Your job is to return every line in the data holding the string "when".

Extracted records:
┏━━

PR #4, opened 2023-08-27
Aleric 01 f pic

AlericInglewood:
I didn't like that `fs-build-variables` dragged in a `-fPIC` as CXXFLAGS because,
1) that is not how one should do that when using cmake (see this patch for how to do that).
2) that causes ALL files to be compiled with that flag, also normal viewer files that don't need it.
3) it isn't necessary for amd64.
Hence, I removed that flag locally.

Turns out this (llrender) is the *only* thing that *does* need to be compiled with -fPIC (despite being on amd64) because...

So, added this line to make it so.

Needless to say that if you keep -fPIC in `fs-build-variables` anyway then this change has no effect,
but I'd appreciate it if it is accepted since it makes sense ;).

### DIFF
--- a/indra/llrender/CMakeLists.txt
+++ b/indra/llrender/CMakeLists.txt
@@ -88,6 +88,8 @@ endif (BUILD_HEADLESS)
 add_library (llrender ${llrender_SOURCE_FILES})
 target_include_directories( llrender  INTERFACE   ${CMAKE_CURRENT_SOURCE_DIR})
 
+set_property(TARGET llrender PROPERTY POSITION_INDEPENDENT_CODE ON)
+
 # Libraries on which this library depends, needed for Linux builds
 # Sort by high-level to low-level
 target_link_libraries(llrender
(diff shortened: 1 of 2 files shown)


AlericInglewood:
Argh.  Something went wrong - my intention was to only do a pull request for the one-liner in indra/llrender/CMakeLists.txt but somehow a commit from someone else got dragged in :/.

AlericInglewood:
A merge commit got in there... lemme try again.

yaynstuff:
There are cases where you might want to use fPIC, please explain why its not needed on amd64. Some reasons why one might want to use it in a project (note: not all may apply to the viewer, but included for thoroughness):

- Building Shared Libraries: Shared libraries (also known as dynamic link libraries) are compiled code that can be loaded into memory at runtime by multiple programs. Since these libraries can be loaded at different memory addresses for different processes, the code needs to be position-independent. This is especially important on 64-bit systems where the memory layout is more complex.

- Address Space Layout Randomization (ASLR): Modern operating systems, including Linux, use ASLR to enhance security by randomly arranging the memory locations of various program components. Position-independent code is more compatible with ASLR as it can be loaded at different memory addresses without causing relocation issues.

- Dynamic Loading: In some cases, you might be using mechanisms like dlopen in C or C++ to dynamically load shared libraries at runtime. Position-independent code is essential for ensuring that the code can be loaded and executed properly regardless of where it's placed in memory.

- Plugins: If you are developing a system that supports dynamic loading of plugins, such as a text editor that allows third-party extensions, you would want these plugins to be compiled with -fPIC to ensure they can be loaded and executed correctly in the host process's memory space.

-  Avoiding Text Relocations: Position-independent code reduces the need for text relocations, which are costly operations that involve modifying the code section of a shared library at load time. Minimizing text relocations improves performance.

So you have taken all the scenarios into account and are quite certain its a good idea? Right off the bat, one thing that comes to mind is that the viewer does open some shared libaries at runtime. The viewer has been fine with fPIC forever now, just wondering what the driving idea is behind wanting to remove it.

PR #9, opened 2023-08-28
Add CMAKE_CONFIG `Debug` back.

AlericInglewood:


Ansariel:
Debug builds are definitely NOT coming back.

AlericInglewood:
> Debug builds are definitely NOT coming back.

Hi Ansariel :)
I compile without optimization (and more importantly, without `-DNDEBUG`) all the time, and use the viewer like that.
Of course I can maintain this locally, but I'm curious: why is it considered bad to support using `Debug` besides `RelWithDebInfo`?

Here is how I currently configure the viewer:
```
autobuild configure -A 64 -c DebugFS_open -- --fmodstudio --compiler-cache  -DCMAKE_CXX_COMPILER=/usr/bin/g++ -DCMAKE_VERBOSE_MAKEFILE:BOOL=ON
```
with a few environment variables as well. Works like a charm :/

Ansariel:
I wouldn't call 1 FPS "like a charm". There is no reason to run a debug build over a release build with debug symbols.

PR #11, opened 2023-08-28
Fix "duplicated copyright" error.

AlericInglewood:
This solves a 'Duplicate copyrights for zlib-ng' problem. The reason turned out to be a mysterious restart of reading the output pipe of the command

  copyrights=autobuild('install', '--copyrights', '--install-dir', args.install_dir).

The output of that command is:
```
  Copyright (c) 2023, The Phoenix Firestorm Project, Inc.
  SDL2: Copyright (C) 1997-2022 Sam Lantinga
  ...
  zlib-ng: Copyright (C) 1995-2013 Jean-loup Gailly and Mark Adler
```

┗━━
┏━━

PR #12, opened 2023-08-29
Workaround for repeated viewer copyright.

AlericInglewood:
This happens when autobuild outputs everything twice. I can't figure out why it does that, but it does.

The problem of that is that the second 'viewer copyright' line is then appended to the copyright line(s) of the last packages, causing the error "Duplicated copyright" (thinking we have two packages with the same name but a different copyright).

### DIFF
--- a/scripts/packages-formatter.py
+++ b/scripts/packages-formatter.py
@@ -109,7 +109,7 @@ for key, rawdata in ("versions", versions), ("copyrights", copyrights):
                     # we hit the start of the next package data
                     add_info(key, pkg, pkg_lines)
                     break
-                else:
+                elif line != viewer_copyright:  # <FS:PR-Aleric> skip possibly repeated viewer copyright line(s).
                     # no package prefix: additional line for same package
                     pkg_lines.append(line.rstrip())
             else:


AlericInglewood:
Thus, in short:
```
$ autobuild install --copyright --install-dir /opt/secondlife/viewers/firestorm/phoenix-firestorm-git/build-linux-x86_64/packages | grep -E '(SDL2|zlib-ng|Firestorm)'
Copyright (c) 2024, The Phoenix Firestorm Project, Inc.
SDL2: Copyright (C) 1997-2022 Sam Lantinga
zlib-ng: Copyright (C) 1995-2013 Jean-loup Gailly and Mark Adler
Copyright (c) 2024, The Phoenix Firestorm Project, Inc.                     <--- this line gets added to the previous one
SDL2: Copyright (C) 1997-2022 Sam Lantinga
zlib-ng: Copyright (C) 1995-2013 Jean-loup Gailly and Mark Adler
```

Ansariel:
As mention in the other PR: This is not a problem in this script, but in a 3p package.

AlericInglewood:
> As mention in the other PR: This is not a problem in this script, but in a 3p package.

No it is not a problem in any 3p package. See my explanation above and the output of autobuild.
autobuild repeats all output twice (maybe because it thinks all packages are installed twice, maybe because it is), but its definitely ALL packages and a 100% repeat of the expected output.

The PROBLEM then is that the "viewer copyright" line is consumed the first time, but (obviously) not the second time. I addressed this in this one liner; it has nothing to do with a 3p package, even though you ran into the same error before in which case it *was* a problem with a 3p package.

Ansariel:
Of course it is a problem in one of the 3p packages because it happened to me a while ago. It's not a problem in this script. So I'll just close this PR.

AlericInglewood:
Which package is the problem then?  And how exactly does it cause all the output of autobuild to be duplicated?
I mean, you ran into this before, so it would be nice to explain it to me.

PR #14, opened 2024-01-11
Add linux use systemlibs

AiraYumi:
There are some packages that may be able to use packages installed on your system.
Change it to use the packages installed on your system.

┗━━

- [ANSWER SPACE]:
1) that is not how one should do that when using cmake (see this patch for how to do that).
This happens when autobuild outputs everything twice. I can't figure out why it does that, but it does.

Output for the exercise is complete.